We left the cruise boat towards the tip of Lower Manhattan. A nice little water feature at Rockefeller Park.
Standing atop the Irish Hunger Memorial.
Gazing up at the One World Trade Centre.
The memorials for the victims of 911 are huge. There are two of these. In spite of the number of visitors, it was very quiet.
Not sure about this.
We paused for some lunch and a cool down on Broadway and eventually discovered where the hop on hop off bus stop was. That was not easy. Eventually I did the most unmanly thing and asked.
Again we were crawling along atop the bus, this time in Lower Manhattan.
Apple has a bank?
I don't even remember seeing these old ships. Heat stroke, probably.
Chinatown followed I think by Little Italy.
Very expensive little pad up top.
Oh look, Empire State building. Saving her for another day.
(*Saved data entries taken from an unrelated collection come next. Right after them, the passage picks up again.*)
PR #775, opened 2021-12-14
all: make tests pass on the debian-minimal docker image

### LINKED ISSUE #773: some tests fail when system have unconfigured locales
Hi there!

On Linux, when you run tests on a chroot/docker that do not have locales
installed and configured, some tests, like parser_test.go and interp_test.go, fail.

One example of fail:

=== CONT  TestRunnerRunConfirm/#133
    interp_test.go:3280: wrong bash output in "INTERP_GLOBAL=; $ENV_PROG | grep '^INTERP_GLOBAL='":
        want: "INTERP_GLOBAL=\n"
        got:  "bash: warning: setlocale: LC_ALL: cannot change locale (en_US.UTF-8)\nINTERP_GLOBAL=\n"

As some systems, like Debian, use CI tests in an environment like that,
please, can you consider ignoring warnings like this on the tests?

Cheers,
mt

mvdan:
(see commit message)

Fixes #773.

### DIFF
--- a/interp/interp_test.go
+++ b/interp/interp_test.go
@@ -130,8 +130,18 @@ func TestMain(m *testing.M) {
 	}
 	os.Setenv("GOSH_PROG", prog)
 
-	os.Setenv("LANGUAGE", "en_US.UTF-8")
-	os.Setenv("LC_ALL", "en_US.UTF-8")
+	// Set the locale to computer-friendly English and UTF-8.
+	// Some systems like Arch miss C.UTF8, so fall back to the US English locale.
+	if out, _ := exec.Command("locale", "-a").Output(); strings.Contains(
+		strings.ToLower(string(out)), "c.utf",
+	) {
+		os.Setenv("LANGUAGE", "C.UTF-8")
+		os.Setenv("LC_ALL", "C.UTF-8")
+	} else {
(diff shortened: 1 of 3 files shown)


mvdan:
@talau this makes the tests pass for me on `debian:11.1-slim` on Docker, where they used to fail before, with similar errors as yours. Can you confirm this fix is enough for you?

I want to release v3.4.2 before the holidays, so I could backport this fix as well.

talau:
Hi there!

I tested on Debian and it's fixed the issue! Thanks @mvdan!

You can see the log here: https://salsa.debian.org/talau-guest/shfmt-tests-minimal/-/jobs/2277914/raw

By the way, shfmt has already been sent to Debian. As it is a new package, it went to the NEW queue, I believe that in a few weeks it will be approved. You can see it here: https://ftp-master.debian.org/new/shfmt_3.4.1-1.html


Regards,
mt

mvdan:
Thanks for confirming! Merging then. You can subscribe to releases if you'd like to be notified when v3.4.2 is out.

riacataquian:
I missed to review this but I agree with the changes. Thanks for fixing! On my machine, this will still run on the fallback en_US.

PR #780, opened 2021-12-17
interp: re-enable process substitution tests on Mac

### LINKED ISSUE #576: interp: process substitution named pipes seem to be flaky on Darwin

mvdan:
(see commit message)

Fixes #576.

### DIFF
--- a/interp/interp_test.go
+++ b/interp/interp_test.go
@@ -3179,15 +3179,10 @@ func init() {
 // ln -s: wine doesn't implement symlinks; see https://bugs.winehq.org/show_bug.cgi?id=44948
 var skipOnWindows = regexp.MustCompile(`ln -s`)
 
-// process substitutions seemflaky on mac; see https://github.com/mvdan/sh/issues/576
-var skipOnMac = regexp.MustCompile(`>\(|<\(`)
-
 func skipIfUnsupported(tb testing.TB, src string) {
 	switch {
 	case runtime.GOOS == "windows" && skipOnWindows.MatchString(src):
 		tb.Skipf("skipping non-portable test on windows")
-	case runtime.GOOS == "darwin" && skipOnMac.MatchString(src):
-		tb.Skipf("skipping non-portable test on mac")
 	}
 }
 


mvdan:
@theclapp would love to see if you can still reproduce those failures :)

mvdan:
Going to merge this for now, as I don't want to ping people during the holidays, and it's a test-only change.

mvdan:
I had to revert this PR; see https://github.com/mvdan/sh/commit/71b5012474a5e3a9255a1628bf035c738cc6f738.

Instead of circling up towards Central Park, we left the bus at 5th Avenue and thought we would get the subway back but we (that is the royal we. R trusts me to get this stuff right) became a little confused.
We sat at the Rockefella Centre Plaza for a while, as I worked out it would be just as easy to walk on what was now a hot afternoon than descend the subway stairs to Hades.
Back at Times Square we began to look around at the different theatre performances at each venue. This was, I suppose, a photo shoot to promote a musical.
I have never seen a bus like this before, with sideways seating and the tiered passengers looking straight out the side of the bus.
We looked at the many shows on offer, including a new production of an old favourite, On the Town. Yes, and to those of you who informed me about the line from musical, The Bronx is up and Battery is down, it was useful for the first day or so.
I didn't fancy very many of the shows. I had seen some of them or R had seen some of them. We enquired about one show and the tickets were quite expensive. I thought we should try to get some cheaper tickets next day when we felt fresh, but R was determined to see something that night. While it is essentially a kids musical, we decided on Maltida. I was won over by the music being written by Australian Tim Minchin. It was still quite expensive but the seats were good.
Our early dinner was the left over Chinese food from a couple of nights ago and the performance began at 7.30. The show was very entertaining and the young female lead, I think Fina Strazzer, was just superb.
As we left the theatre, down came the rain. While we did not have far to walk, we ended up quite wet. Naturally the rain stopped as soon as we were back at our flat.